# Intentional Action and Asperger's Syndrome



## rubberbandgirl (Feb 9, 2011)

By Edouard Machery from Psychology Today. Simply answer a YES or NO to each of the following scenarios. I have already posted this to the NT & NF forums so far. I am afraid i am unable to send any links at the moment due to my lack of posts.

The Free-Cup Case
Joe was feeling quite dehydrated, so he stopped by the local smoothie shop to buy the largest sized drink available. Before ordering, the cashier told him that if he bought a Mega-Sized Smoothie he would get it in a special commemorative cup. Joe replied, ‘I don't care about a commemorative cup, I just want the biggest smoothie you have.' Sure enough, Joe received the Mega-Sized Smoothie in a commemorative cup.
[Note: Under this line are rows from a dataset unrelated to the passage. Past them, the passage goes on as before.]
PR #663, opened 2026-03-10
ATR-955: Added severity to the output

weihnachtswichtel:
### Changes Overview
- Extend `Line` to support 4 spans (severity + id + message + location) and update `ToString()` for 4-span lines.
- Update grouping to populate severity when producing diagnostic report `Line`s.
- Update plain-text file formatting to print severity with the diagnostic line.

### DIFF
--- a/src/Acuminator/Acuminator.Runner.NetFramework/Output/Grouping/Base/GroupLinesBase.cs
+++ b/src/Acuminator/Acuminator.Runner.NetFramework/Output/Grouping/Base/GroupLinesBase.cs
@@ -55,7 +55,7 @@ namespace Acuminator.Runner.Output.Grouping
 																		   Location: GetPrettyLocation(d, projectDirectory, analysisContext)));
 
 			var sortedDiagnosticInfos = GetSortedDiagnosticInfos(sortByDiagnosticId, sortBySourceFile, unsortedDiagnosticInfos);
-			var reportLines	= sortedDiagnosticInfos.Select(d  => new Line(d.Diagnostic.Id, d.Message, d.Location));
+			var reportLines	= sortedDiagnosticInfos.Select(d  => new Line(d.Diagnostic.Severity.ToString(), d.Diagnostic.Id, d.Message, d.Location));
 
 			return reportLines;
 		}
--- a/src/Acuminator/Acuminator.Runner.NetFramework/Output/Json/Converters/LineConverter.cs
+++ b/src/Acuminator/Acuminator.Runner.NetFramework/Output/Json/Converters/LineConverter.cs
@@ -14,6 +14,8 @@ namespace Acuminator.Runner.Output.Json
 	/// </summary>
 	internal class LineConverter : JsonConverter<Line>
 	{
+		protected const string LinePartsSeparator = ": ";
+		protected const string SeverityTemplate = "[{0}] ";
 		public override Line Read(ref Utf8JsonReader reader, Type typeToConvert, JsonSerializerOptions options) =>
 			throw new NotSupportedException();
 
@@ -35,7 +37,15 @@ namespace Acuminator.Runner.Output.Json
 					{
 						var (diagnosticId, diagnosticMessage, location) = (line.Spans[0].ToString(), line.Spans[1].ToString(), line.Spans[2].ToString());
 
-						writer.WriteStringValue($"{diagnosticId}: {diagnosticMessage}: {location}");
+						writer.WriteStringValue($"{diagnosticId}{LinePartsSeparator}{diagnosticMessage}{LinePartsSeparator}{location}");
+						return;
+					}
+
+				case 4:
+					{
+						var (severity, diagnosticId, diagnosticMessage, location) = (line.Spans[0].ToString(), line.Spans[1].ToString(), line.Spans[2].ToString(), line.Spans[3].ToString());
+
+						writer.WriteStringValue($"{string.Format(SeverityTemplate,severity)}{diagnosticId}{LinePartsSeparator}{diagnosticMessage}{LinePartsSeparator}{location}");
 						return;
 					}
 
--- a/src/Acuminator/Acuminator.Runner.NetFramework/Output/PlainText/PlainTextReportOutputterConsole.cs
+++ b/src/Acuminator/Acuminator.Runner.NetFramework/Output/PlainText/PlainTextReportOutputterConsole.cs
@@ -60,7 +60,12 @@ namespace Acuminator.Runner.Output.PlainText
 												diagnosticMessage: line.Spans[1].ToString(),
 												location: line.Spans[2].ToString());
 					return;
-					
+				case 4:
+					WriteDiagnosticWithLocation(indentationLevel, diagnosticId: line.Spans[1].ToString(),
+												diagnosticMessage: line.Spans[2].ToString(),
+												location: line.Spans[3].ToString(),
+												severity: line.Spans[0].ToString());
+					return;
 				case 1:
 				default:
 					string padding = GetPadding(indentationLevel);
@@ -69,12 +74,18 @@ namespace Acuminator.Runner.Output.PlainText
 			}
 		}
 
-		private void WriteDiagnosticWithLocation(int indentationLevel, string diagnosticId, string diagnosticMessage, string location)
+		private void WriteDiagnosticWithLocation(int indentationLevel, string diagnosticId, string diagnosticMessage, string location, string? severity = null)
 		{ 
 			string padding = GetPadding(indentationLevel);
 			var oldColor   = Console.ForegroundColor;
 
-			WriteStringPartWithColor(padding + diagnosticId, ConsoleColor.White);
+			Console.Write(padding);
+			if (!string.IsNullOrEmpty(severity))
+			{
+				WriteStringPartWithColor(String.Format(SeverityTemplate, severity), GetSeverityColor(severity!));
+			}
+
+			WriteStringPartWithColor(diagnosticId, ConsoleColor.White);
 			Console.Write(LinePartsSeparator);
 			Console.Write(diagnosticMessage + LinePartsSeparator);
 			WriteStringPartWithColor(location, ConsoleColor.Yellow);
@@ -92,6 +103,21 @@ namespace Acuminator.Runner.Output.PlainText
 				finally
 				{
 					Console.ForegroundColor = oldColor;
+				}
+			}
+
+			static ConsoleColor GetSeverityColor(string severity)
+			{
+				switch(severity)
+				{
+					case SeverityError:
+						return ConsoleColor.Red;
+					case SeverityWarning:
+						return ConsoleColor.Yellow;
+					case SeverityInfo:
+						return ConsoleColor.Cyan;
+					default:
+						return Console.ForegroundColor;
 				}
 			}
 		}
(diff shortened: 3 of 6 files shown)


src/Acuminator/Acuminator.Runner.NetFramework/Output/PlainText/PlainTextReportOutputterFile.cs
```diff
@@ -88,9 +88,9 @@ protected override void WriteLine(in Line line, int indentationLevel)
 
 			if (line.Spans.Length == 3)
```
SENya1990, line 88: Yes, here is a bug. I would suggest either changing this to 4, or keep two cases for 3 and 4 spans.

src/Acuminator/Acuminator.Runner.NetFramework/Output/PlainText/PlainTextReportOutputterFile.cs
```diff
@@ -88,9 +88,9 @@ protected override void WriteLine(in Line line, int indentationLevel)
...
 			{
-				var (diagnosticId, diagnosticMessage, location) = 
-					(line.Spans[0].ToString(), line.Spans[1].ToString(), line.Spans[2].ToString());
-				WriteLine($"{padding}{diagnosticId}{LinePartsSeparator}{diagnosticMessage}{LinePartsSeparator}{location}");
+				var (severity, diagnosticId, diagnosticMessage, location) = 
+					(line.Spans[0].ToString(), line.Spans[1].ToString(), line.Spans[2].ToString(), line.Spans[3].ToString());
+				WriteLine($"{padding}{severity} - {diagnosticId}{LinePartsSeparator}{diagnosticMessage}{LinePartsSeparator}{location}");
```
SENya1990: I'm also not sure about the style here. Maybe we should have it as something like this:
`[Warning] PX1XXX:<message>:<location>`
It looks closer to what we had in RVT.

Also separator string for Severity should be made a constant similar to `LinePartsSeparator`

SENya1990:
Severity is not supported for JSON output  (see `LineConverter` class)

src/Acuminator/Acuminator.Runner.NetFramework/Output/Grouping/Base/GroupLinesBase.cs
```diff
@@ -55,7 +55,7 @@ protected IEnumerable<Line> GetOrderedDiagnosticsWithLocationLines(IEnumerable<D
 																		   Location: GetPrettyLocation(d, projectDirectory, analysisContext)));
 
 			var sortedDiagnosticInfos = GetSortedDiagnosticInfos(sortByDiagnosticId, sortBySourceFile, unsortedDiagnosticInfos);
-			var reportLines	= sortedDiagnosticInfos.Select(d  => new Line(d.Diagnostic.Id, d.Message, d.Location));
+			var reportLines	= sortedDiagnosticInfos.Select(d  => new Line(d.Diagnostic.Severity.ToString(), d.Diagnostic.Id, d.Message, d.Location));
```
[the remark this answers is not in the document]
SENya1990: @weihnachtswichtel , AI is right here, there is no support for `PlainTextReportOutputterConsole` and  `LineConverter`, and that should be fixed. It's even more work for the `PlainTextReportOutputterConsole` since it outputs text to console in colors and I would suggest to use different colors for different severities.

src/Acuminator/Acuminator.Runner.NetFramework/Output/Grouping/Base/GroupLinesBase.cs
SENya1990, line 71: Perhaps, we need to order diagnostics by severity before ordering them by ID, but I'm not sure about this. It's up to discussion and I won't insist on it if it doesn't look useful

SENya1990 (changes requested):
There are several unaddressed cases now, and even a bug with accessing array element out of array bounds, the fix can't be merged as is

weihnachtswichtel:
Reported items resolved

src/Acuminator/Acuminator.Runner.NetFramework/Output/PlainText/PlainTextReportOutputterConsole.cs
```diff
@@ -69,12 +74,18 @@ protected override void WriteLine(in Line line, int indentationLevel)
...
 
-		private void WriteDiagnosticWithLocation(int indentationLevel, string diagnosticId, string diagnosticMessage, string location)
+		private void WriteDiagnosticWithLocation(int indentationLevel, string diagnosticId, string diagnosticMessage, string location, string? severity = null)
 		{ 
 			string padding = GetPadding(indentationLevel);
 			var oldColor   = Console.ForegroundColor;
 
-			WriteStringPartWithColor(padding + diagnosticId, ConsoleColor.White);
+			Console.Write(padding);
+			if (!string.IsNullOrEmpty(severity))
```
SENya1990: Please use the extension method `IsNullOrEmpty` over the regular `string.IsNullOrEmpty`. The regular `string.IsNullOrEmpty` method on .Net Framework (and this runner targets .Net Framework) does not have nullable annotations. It was added to this method in newer .Net runtimes. On the other hand, the extension method `IsNullOrEmpty` defined in Acuminator has proper annotations for the C# nullable analysis.

src/Acuminator/Acuminator.Runner.NetFramework/Output/PlainText/PlainTextReportOutputterConsole.cs
```diff
@@ -69,12 +74,18 @@ protected override void WriteLine(in Line line, int indentationLevel)
...
+			{
+				WriteStringPartWithColor(String.Format(SeverityTemplate, severity), GetSeverityColor(severity!));
```
SENya1990: If you implement the comment https://github.com/Acumatica/Acuminator/pull/663/changes#r2917541888, you can remove the nullability erasure operator and re;y on nullable analysis

```suggestion
				WriteStringPartWithColor(String.Format(SeverityTemplate, severity), GetSeverityColor(severity));
```

src/Acuminator/Acuminator.Runner.NetFramework/Output/Json/Converters/LineConverter.cs
```diff
@@ -14,6 +14,8 @@ namespace Acuminator.Runner.Output.Json
 	/// </summary>
 	internal class LineConverter : JsonConverter<Line>
 	{
+		protected const string LinePartsSeparator = ": ";
```
SENya1990, line 17: I have a feeling that we need to create a separate file with constants since there are copies for some of them here and in `PlainTextReportOutputterBase`. 

Not insisting on doing it in this PR, I can think about where to put them later.

src/Acuminator/Acuminator.Runner.NetFramework/Output/PlainText/PlainTextReportOutputterConsole.cs
```diff
@@ -69,12 +74,18 @@ protected override void WriteLine(in Line line, int indentationLevel)
 			}
 		}
 
-		private void WriteDiagnosticWithLocation(int indentationLevel, string diagnosticId, string diagnosticMessage, string location)
+		private void WriteDiagnosticWithLocation(int indentationLevel, string diagnosticId, string diagnosticMessage, string location, string? severity = null)
```
SENya1990: Not insisting, but I wouldn't use optional parameter here. The optional parameter won't bring any convenience benefits here because it's a private method and it is called only twice and only 1 time without a severity. 

IMHO, in this case it just loses the clarity of the calling code with implicitly inserted optional value and it's better to explicitly pass `severity: null`.

src/Acuminator/Acuminator.Runner.NetFramework/Output/PlainText/PlainTextReportOutputterConsole.cs
```diff
@@ -94,6 +105,21 @@ static void WriteStringPartWithColor(string part, ConsoleColor color)
 					Console.ForegroundColor = oldColor;
 				}
 			}
+
+			static ConsoleColor GetSeverityColor(string severity)
+			{
+				switch(severity)
```
SENya1990: This looks like a good place to use switch expression:
```cs
static ConsoleColor GetSeverityColor(string severity) => severity switch
{
    SeverityError   => ConsoleColor.Red,
    SeverityWarning => ConsoleColor.Yellow,
    SeverityInfo    => ConsoleColor.Cyan,
    _               => Console.ForegroundColor
};
```
Not insisting since this is about code style.

SENya1990: Another note is that this code has an external dependency that the severity will always be in proper casing and format. This won't work on "warning" or "error".

Currently, it should be ok, since it is just a result of the ToString call on enum, but you can't be sure it will always be like that. It would be more robust to have case insensitive comparisons with one of the following:

- Use constants in upper casing and convert severity to upper case before checking
- Use static readonly dictionary with case insensitive comparer for mapping between severity and console color. This is the most flexible option
- Use direct string equals calls with case insensitive comparison.

It doesn't really matter which option will be selected.

SENya1990: In general, I think the design should be somehow re-though in the future - the fix is looking simple, but I feel that there is an issue with the separation of concepts. The output of data is late in pipeline and it works with abstract report data model - groups, lines, spans, etc.

It's wrong to put business logic and terms there. It shouldn't know anything about the severity. 
I don't think that this needs to be addressed in this PR, I will think about it later.

src/Acuminator/Acuminator.Runner.NetFramework/Output/PlainText/PlainTextReportOutputterConsole.cs
```diff
@@ -69,12 +74,18 @@ protected override void WriteLine(in Line line, int indentationLevel)
 			}
 		}
 
-		private void WriteDiagnosticWithLocation(int indentationLevel, string diagnosticId, string diagnosticMessage, string location)
+		private void WriteDiagnosticWithLocation(int indentationLevel, string diagnosticId, string diagnosticMessage, string location, string? severity = null)
 		{ 
 			string padding = GetPadding(indentationLevel);
 			var oldColor   = Console.ForegroundColor;
```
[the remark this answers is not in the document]
SENya1990: Seems like it should be enough to remove the variable.

SENya1990 (changes requested):
@weihnachtswichtel the bugs were resolved. The new remarks can be separated into two groups:
- The small remarks about code style and code warnings. There are some small issues with handling C# nullability analysis. Code can be more robust in some places. AI has sensible remarks. Some of the remarks are marked as optional via "Not insisting" sentence. This group should be addressed.
- The general remarks about design issues that IMO shouldn't be addressed in scope of this PR.

src/Acuminator/Acuminator.Runner.NetFramework/Output/PlainText/PlainTextReportOutputterConsole.cs
weihnachtswichtel: Agree, that is fixed

src/Acuminator/Acuminator.Runner.NetFramework/Output/PlainText/PlainTextReportOutputterConsole.cs
weihnachtswichtel: Used first option

src/Acuminator/Acuminator.Runner.NetFramework/Output/PlainText/PlainTextReportOutputterConsole.cs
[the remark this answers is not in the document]
weihnachtswichtel: unused variable removed

weihnachtswichtel:
@SENya1990, issues resolved, please review

SENya1990 (approved):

Did Joe intentionally obtain the commemorative cup?

The Extra-Dollar Case
Joe was feeling quite dehydrated, so he stopped by the local smoothie shop to buy the largest sized drink available. Before ordering, the cashier told him that the Mega-Sized Smoothies were now one dollar more than they used to be. Joe replied, ‘I don't care if I have to pay one dollar more, I just want the biggest smoothie you have.' Sure enough, Joe received the Mega-Sized Smoothie and paid one dollar more for it. Did Joe intentionally pay one dollar more?


----------